Simulating turbulent mixing caused by local instability of internal gravity waves

With the aim of assessing internal wave-driven mixing in the ocean, we develop a new technique for direct numerical simulations of stratified turbulence. Since the spatial scale of oceanic internal gravity waves is typically much larger than that of turbulence, fully incorporating both in a model would require a high computational cost, and is therefore out of our scope. Alternatively, we cut out a small domain periodically distorted by an unresolved large-scale internal wave and locally simulate the energy cascade to the smallest scales. In this model, even though the Froude number of the outer wave, $Fr$, is small such that density overturn or shear instability does not occur, a striped pattern of disturbance is exponentially amplified through a parametric subharmonic instability. When the disturbance amplitude grows sufficiently large, secondary instabilities arise and produce much smaller-scale fluctuations. Passing through these two stages, wave energy is transferred into turbulence energy and will be eventually dissipated. Different from the conventional scenarios of vertical shear-induced instabilities, a large part of turbulent potential energy is supplied from the outer wave and directly used for mixing.
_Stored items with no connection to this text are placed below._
Issue #10552, opened 2025-02-21
Reflecting the Experimental attribute


kordys:
**Is your feature request related to a problem? Please describe.**
We started using the [experimental attribute](https://learn.microsoft.com/en-us/dotnet/csharp/language-reference/proposals/csharp-12.0/experimental-attribute) in our code base lately. Members decorated by this attribute are not identified in the API documentation by any sign.

**Describe the solution you'd like**
It would be great if the generator could detect members decorated by this attribute and mark such members somehow in the generated API documentation including the message provided in the attribute.

filzrev:
On latest version of docfx (2.78.4).
`ExperimentalAttribute` is displayed as `Preview` badge when using `outputFormat: ApiPage`.

**Example Page**:  
  https://dotnet.github.io/docfx/seed/apipage/BuildFromProject.Class1.IIssue8948.html

Currently, `ExperimentalAttribute` is ignored when using `mref` or `markdown` outputFormat.

PR #10566, opened 2025-02-26
fix: Include [Experimental] attribute support by default

filzrev:
This PR intended to fix issue #10552

`outputFormat: ApiPage` supports `ExperimentalAttribute` (It's identified by name)
And render HTML with `Preview` badge with alert text.
Example: https://dotnet.github.io/docfx/seed/apipage/BuildFromProject.Class1.html

But when using `System.Diagnostics.CodeAnalysis.ExperimentalAttribute` attribute.
It's filtered out by default filterconfig settings.
Because when `namespace` is excluded. all types inside namespace are also excluded.

This PR modify `defaultfilterconfig.yml` rules and enable ExperimentalAttribute by default.


yufeih (approved):
Thank you @filzrev

Issue #9207, opened 2023-09-17
[Feature Request] Reduce code analyzer's suggestion messages.


filzrev:
**Is your feature request related to a problem? Please describe.**
When building docfx solution.
Currently about 2918 messages are shown on Visual Studio `Error List` window (When enable Build + Intellisense).

I want to reduce this `suggestion messages` because a lot of unneeded suggestions are reported.
And want to change some useful suggestion message level to warning. (e.g, performance related rules.)

**Describe the solution you'd like**
It needs following tasks to reduce suggestion messages.
- Fix code by refactoring
- Suppress message by code comment
- Suppress unrequired message by changing log level with `.editorconfig` settings.

I'll send PR to fix this issue.

PR #10578, opened 2025-03-08
chore: Reduce suggestion analyzer message

filzrev:
This PR intended to reduce analyzer suggestion messages (It's tracked by #9207)

**Suggestion messages that suppressed on solution level**
Following suggestion messages raise a lot of message.
But it's not useful. So these messages are suppressed on solution level.  
- IDE0058: Remove unnecessary expression value
- IDE0130: Namespace does not match folder structure

**Suggestion messages that suppressed on test project level**
Following **performance related ** suggestion messages are suppressed on test projects.
- CA1816: Call GC.SuppressFinalize correctly
- CA1861: Avoid constant arrays as arguments
- CA1869: Cache and reuse 'JsonSerializerOptions' instances


yufeih (approved):
Thank you @filzrev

The mixing coefficient $\Gamma=\epsilon_P/\epsilon$, where $\epsilon$ is the dissipation rate of kinetic energy and $\epsilon_P$ is that of available potential energy, is always greater than 0.5 and tends to increase with $Fr$. Although our results are mostly consistent with the recently proposed scaling relationship between $\Gamma$ and the turbulent Froude number, $Fr_t$, the values of $\Gamma$ obtained here are larger by a factor of about two than previously reported.